[Saved data entries]
.....

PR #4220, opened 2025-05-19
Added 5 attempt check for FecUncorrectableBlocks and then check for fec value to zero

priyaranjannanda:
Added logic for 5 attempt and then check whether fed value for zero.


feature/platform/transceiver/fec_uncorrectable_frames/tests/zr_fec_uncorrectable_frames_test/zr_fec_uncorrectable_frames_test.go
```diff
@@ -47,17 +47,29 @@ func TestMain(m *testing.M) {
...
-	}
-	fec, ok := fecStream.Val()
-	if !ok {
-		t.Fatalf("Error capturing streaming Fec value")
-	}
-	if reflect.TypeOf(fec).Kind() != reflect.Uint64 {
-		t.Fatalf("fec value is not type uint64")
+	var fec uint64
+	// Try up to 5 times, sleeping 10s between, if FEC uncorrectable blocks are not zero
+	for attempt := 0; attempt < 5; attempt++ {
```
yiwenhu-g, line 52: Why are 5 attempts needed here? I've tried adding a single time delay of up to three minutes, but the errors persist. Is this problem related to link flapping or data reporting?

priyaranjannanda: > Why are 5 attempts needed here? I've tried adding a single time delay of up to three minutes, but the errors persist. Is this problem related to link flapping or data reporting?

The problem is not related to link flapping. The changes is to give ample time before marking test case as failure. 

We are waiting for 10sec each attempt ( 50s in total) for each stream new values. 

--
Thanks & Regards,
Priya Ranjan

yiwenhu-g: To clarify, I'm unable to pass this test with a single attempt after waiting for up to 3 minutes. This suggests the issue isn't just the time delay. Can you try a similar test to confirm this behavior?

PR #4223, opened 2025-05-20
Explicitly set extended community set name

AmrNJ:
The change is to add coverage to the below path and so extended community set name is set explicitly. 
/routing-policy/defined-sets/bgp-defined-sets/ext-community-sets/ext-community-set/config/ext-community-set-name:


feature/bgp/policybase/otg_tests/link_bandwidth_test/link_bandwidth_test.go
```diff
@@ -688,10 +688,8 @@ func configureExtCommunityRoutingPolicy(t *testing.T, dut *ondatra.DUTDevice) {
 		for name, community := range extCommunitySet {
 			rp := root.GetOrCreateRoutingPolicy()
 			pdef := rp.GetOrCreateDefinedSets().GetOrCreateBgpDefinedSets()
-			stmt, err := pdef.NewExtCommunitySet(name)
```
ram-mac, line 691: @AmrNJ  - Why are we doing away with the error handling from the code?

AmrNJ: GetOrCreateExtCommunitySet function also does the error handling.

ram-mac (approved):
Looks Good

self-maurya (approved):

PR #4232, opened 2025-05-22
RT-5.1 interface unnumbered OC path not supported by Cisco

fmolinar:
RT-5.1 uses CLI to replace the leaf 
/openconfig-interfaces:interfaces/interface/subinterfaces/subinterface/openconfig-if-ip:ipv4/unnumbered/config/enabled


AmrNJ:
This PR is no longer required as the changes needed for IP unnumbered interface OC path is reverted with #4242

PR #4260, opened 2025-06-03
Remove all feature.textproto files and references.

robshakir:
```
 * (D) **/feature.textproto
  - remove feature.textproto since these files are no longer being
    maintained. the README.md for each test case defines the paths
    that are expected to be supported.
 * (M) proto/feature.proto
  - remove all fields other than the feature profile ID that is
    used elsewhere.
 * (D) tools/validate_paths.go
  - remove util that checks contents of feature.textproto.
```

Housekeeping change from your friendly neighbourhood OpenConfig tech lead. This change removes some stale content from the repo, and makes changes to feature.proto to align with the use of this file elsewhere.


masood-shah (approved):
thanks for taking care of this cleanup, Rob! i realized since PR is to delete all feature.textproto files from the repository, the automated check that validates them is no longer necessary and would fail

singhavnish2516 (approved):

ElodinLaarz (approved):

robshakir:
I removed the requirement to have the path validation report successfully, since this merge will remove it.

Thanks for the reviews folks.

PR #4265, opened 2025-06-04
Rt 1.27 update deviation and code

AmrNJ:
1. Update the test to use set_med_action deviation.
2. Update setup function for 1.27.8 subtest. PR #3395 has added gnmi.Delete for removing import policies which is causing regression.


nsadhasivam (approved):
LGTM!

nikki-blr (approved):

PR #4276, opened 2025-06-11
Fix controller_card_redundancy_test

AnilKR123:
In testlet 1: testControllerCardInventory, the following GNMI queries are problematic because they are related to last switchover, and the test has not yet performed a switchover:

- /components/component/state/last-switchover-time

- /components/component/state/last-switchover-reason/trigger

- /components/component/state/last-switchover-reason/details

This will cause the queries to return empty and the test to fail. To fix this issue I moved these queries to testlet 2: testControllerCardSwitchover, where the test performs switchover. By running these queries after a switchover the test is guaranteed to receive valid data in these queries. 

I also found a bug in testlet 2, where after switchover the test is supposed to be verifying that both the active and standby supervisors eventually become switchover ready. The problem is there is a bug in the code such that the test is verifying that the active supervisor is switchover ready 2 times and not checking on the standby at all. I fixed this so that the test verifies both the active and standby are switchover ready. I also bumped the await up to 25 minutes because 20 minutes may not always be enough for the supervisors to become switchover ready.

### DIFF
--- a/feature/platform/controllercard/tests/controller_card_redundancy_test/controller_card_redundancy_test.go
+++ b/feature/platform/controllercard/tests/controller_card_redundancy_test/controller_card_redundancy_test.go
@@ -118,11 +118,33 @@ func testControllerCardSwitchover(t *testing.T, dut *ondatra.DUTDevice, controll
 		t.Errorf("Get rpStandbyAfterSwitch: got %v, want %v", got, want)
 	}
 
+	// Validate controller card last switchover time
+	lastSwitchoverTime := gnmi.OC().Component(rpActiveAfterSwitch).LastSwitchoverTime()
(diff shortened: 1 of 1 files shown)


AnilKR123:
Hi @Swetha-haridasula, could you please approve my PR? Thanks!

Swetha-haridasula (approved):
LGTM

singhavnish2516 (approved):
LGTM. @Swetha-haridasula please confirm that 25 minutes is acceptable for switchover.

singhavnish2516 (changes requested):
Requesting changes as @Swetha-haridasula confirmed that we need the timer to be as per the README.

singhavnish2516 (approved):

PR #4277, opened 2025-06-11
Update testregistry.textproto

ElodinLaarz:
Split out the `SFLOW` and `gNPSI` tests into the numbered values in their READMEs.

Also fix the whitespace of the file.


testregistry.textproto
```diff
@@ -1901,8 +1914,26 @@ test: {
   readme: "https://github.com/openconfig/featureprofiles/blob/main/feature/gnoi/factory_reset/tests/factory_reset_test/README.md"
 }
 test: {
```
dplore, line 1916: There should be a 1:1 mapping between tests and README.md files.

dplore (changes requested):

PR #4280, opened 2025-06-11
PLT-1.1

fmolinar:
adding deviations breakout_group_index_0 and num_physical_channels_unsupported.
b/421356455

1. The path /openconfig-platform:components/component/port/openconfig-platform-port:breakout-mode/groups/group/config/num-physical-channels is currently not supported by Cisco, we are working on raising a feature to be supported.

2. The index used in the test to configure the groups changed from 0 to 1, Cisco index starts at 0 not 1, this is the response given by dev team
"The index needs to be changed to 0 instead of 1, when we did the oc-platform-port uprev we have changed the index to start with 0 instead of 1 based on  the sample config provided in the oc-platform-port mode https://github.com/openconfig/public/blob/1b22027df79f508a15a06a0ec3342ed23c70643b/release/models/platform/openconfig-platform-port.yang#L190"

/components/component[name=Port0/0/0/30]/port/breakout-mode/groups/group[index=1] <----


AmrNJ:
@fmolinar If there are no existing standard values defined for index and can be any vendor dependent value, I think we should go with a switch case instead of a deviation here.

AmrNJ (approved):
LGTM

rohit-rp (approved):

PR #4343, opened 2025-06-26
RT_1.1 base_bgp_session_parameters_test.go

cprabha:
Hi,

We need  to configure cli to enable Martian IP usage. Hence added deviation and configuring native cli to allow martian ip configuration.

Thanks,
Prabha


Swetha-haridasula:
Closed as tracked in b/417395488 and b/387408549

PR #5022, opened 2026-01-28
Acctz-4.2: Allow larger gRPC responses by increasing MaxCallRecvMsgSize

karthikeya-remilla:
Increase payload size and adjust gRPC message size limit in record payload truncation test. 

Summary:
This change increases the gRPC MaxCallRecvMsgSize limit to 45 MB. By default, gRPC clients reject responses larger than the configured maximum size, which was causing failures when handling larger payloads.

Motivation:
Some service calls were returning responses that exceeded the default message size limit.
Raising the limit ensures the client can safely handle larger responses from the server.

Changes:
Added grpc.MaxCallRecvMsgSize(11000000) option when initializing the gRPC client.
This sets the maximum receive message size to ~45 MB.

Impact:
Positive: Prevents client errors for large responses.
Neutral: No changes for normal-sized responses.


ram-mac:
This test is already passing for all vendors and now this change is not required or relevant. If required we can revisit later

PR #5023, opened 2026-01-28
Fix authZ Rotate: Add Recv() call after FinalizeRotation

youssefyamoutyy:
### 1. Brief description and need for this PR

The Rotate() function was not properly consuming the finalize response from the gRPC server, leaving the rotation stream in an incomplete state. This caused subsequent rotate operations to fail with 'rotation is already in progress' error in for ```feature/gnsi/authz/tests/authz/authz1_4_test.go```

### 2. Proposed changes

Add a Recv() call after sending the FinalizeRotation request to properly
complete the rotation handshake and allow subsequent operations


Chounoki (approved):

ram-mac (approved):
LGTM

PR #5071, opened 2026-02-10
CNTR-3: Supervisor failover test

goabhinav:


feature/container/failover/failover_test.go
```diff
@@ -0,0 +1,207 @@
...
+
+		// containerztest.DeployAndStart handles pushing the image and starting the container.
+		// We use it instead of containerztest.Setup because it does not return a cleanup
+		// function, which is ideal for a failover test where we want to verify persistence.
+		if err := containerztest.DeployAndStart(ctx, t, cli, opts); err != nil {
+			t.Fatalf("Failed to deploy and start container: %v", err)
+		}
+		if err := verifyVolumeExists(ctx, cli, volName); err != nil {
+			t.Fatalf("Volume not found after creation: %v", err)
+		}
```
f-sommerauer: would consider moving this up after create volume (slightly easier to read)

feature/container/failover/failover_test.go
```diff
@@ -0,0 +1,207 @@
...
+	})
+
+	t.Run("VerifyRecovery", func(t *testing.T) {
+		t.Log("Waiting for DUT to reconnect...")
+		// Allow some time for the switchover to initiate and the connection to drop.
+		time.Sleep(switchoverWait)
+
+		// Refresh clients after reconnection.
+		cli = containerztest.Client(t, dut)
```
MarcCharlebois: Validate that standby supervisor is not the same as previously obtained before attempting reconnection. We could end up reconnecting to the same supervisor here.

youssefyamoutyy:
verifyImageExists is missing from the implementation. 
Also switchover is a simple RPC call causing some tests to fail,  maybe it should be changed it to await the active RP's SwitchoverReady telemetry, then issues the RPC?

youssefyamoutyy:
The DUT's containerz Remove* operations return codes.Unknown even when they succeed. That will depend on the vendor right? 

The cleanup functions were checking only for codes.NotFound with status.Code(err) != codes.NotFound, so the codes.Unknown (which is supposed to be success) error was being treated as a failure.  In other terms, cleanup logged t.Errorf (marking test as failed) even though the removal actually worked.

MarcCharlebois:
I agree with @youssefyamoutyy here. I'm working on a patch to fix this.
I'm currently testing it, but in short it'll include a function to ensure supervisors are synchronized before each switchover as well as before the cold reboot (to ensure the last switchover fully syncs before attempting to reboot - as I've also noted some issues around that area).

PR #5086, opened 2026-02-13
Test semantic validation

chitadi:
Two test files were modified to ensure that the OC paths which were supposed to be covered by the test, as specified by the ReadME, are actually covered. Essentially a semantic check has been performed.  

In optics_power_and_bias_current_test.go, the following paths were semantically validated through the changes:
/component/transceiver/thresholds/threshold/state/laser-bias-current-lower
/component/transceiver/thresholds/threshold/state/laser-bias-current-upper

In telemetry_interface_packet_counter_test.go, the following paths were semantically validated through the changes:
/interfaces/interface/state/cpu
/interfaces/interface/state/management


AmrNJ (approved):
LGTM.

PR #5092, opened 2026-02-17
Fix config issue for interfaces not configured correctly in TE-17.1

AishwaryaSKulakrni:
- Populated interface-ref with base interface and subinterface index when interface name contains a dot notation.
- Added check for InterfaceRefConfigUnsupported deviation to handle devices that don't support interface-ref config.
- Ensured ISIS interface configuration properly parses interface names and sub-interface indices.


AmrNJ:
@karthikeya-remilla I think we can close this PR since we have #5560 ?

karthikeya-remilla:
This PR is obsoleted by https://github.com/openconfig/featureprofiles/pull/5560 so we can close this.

.....

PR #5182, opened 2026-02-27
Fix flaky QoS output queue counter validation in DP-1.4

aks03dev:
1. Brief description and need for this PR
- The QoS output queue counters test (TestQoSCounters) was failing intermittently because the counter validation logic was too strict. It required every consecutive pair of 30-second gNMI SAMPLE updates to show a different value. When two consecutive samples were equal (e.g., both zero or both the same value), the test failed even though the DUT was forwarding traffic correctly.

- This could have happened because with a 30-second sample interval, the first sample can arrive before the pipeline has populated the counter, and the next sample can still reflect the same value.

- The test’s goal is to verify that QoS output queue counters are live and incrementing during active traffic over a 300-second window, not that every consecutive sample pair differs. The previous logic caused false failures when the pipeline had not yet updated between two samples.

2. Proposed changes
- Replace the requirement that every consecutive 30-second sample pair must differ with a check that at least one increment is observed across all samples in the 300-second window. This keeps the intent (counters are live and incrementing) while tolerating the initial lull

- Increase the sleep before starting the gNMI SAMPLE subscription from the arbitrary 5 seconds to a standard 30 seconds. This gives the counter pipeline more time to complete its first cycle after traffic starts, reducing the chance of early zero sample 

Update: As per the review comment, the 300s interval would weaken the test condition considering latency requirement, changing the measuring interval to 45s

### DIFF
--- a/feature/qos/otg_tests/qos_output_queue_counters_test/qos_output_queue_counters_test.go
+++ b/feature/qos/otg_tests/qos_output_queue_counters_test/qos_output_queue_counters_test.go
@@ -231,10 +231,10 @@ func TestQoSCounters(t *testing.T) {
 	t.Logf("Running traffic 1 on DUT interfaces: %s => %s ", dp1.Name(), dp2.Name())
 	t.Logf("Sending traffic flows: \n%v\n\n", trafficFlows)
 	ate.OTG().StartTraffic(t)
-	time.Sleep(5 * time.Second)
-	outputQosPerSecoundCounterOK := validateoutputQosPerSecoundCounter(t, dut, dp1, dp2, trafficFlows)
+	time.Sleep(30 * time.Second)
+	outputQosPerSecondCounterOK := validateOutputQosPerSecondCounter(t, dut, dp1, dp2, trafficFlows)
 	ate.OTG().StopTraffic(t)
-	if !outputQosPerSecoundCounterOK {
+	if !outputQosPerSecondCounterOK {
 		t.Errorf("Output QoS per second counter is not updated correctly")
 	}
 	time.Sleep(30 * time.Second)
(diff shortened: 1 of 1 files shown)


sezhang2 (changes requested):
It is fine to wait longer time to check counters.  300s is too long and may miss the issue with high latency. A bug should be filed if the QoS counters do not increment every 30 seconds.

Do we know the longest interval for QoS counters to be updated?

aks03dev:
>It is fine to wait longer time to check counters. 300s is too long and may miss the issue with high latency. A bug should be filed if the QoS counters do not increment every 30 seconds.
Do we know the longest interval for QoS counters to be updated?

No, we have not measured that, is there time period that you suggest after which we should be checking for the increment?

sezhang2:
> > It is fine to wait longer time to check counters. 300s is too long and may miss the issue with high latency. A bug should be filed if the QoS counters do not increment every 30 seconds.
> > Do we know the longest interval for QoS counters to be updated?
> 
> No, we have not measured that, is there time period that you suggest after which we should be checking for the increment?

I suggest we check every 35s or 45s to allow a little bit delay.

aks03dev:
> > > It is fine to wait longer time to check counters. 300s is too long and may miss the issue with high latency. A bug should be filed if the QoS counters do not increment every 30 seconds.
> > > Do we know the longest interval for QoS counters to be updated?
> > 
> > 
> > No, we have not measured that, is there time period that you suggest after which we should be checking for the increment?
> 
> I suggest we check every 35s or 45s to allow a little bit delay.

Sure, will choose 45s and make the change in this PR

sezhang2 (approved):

.....

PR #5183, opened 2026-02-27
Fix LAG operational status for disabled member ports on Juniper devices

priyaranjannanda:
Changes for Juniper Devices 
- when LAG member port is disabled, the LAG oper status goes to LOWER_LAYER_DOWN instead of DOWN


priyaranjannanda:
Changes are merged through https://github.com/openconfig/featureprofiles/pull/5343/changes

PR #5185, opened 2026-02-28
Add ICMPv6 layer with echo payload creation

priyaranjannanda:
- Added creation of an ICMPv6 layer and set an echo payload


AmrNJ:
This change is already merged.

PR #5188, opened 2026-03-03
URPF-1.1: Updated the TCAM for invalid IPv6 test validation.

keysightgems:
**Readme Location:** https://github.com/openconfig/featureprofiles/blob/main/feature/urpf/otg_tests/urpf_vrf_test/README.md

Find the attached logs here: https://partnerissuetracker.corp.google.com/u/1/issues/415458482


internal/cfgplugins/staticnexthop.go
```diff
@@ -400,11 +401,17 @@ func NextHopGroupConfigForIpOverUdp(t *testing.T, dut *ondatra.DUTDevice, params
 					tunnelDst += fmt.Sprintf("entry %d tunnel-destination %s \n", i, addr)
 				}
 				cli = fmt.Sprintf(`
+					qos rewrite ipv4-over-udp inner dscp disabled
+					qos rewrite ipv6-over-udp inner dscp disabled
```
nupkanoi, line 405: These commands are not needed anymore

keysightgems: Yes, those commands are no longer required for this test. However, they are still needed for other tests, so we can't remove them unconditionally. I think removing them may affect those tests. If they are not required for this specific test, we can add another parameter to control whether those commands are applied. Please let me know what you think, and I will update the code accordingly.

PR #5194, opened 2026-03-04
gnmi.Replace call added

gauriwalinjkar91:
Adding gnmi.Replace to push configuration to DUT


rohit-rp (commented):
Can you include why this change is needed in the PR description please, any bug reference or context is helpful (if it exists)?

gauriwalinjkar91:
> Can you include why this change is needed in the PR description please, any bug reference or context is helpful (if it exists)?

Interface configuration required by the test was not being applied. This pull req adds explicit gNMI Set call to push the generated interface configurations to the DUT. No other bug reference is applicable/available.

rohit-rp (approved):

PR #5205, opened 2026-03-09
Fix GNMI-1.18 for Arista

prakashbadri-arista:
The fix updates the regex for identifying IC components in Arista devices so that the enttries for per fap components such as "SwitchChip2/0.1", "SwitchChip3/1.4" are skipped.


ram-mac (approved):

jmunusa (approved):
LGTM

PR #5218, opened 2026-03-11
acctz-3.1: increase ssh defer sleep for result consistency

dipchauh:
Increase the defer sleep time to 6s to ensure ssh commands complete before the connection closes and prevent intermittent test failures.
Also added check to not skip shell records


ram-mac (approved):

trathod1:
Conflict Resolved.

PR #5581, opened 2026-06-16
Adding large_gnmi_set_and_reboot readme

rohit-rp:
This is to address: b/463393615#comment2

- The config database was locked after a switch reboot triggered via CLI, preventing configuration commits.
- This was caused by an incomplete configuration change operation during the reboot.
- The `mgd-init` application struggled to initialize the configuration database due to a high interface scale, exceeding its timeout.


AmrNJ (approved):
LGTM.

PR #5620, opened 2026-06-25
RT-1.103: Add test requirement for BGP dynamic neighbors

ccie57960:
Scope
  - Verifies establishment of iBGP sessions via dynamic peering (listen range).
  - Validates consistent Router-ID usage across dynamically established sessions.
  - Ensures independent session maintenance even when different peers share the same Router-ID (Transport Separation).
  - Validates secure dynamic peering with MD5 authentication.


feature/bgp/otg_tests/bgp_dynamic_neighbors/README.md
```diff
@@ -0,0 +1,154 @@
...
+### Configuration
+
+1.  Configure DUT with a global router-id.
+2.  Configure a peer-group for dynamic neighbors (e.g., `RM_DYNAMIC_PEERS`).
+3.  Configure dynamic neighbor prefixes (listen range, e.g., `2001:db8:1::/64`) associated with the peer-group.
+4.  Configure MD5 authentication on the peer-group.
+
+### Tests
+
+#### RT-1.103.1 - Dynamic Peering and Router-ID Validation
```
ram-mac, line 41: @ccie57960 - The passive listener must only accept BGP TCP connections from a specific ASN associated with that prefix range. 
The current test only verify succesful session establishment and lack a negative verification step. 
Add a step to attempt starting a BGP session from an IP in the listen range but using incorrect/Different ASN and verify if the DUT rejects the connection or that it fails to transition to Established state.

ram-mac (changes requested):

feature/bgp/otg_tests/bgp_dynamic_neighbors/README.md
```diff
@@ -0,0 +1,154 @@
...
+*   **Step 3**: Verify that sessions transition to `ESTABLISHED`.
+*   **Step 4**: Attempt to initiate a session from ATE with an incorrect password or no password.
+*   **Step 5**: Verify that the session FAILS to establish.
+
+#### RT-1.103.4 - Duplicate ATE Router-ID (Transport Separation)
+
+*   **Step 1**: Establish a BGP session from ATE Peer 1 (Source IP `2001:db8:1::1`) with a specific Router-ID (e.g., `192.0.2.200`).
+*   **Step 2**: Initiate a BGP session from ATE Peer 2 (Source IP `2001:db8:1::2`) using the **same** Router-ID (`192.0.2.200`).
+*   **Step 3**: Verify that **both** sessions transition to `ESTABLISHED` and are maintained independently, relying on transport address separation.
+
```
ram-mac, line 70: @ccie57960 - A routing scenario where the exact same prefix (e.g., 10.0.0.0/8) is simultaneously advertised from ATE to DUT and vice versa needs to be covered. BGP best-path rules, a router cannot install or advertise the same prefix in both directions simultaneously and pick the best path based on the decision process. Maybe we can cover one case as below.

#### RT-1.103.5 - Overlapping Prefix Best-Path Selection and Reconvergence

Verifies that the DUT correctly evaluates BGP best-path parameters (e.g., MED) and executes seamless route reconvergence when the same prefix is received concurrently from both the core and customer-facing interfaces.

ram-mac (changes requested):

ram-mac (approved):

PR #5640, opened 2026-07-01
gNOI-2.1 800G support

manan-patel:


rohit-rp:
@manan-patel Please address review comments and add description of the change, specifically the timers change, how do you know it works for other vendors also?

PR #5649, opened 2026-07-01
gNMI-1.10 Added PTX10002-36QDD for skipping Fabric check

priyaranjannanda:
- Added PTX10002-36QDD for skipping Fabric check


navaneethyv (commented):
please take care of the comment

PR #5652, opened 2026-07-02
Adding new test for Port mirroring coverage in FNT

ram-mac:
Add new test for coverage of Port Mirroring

.....

Using only the data above, copy out the lines that include the word "between".

WRITTEN RESPONSE >>
+	// Try up to 5 times, sleeping 10s between, if FEC uncorrectable blocks are not zero
dplore, line 1916: There should be a 1:1 mapping between tests and README.md files.
- The test’s goal is to verify that QoS output queue counters are live and incrementing during active traffic over a 300-second window, not that every consecutive sample pair differs. The previous logic caused false failures when the pipeline had not yet updated between two samples.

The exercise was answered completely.